EXERCISE:
Please return every line in the entries below with the word "gitignore" in it.

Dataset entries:
PR #23326, opened 2025-07-14
DEV: remove non-generated file from `.gitignore`

lucascolley:
https://scipy-community.slack.com/archives/C03JL2YGCNR/p1752488458012589


ev-br:
The linked slack comment is

> No it's an accident. It used to be a Tempita-templated file (.pyx.in), which is why the .pyx one was ignored. Once templating was removed, the .gitignore entry should have been removed.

OUTPUT OF THE TASK:
DEV: remove non-generated file from `.gitignore`
> No it's an accident. It used to be a Tempita-templated file (.pyx.in), which is why the .pyx one was ignored. Once templating was removed, the .gitignore entry should have been removed.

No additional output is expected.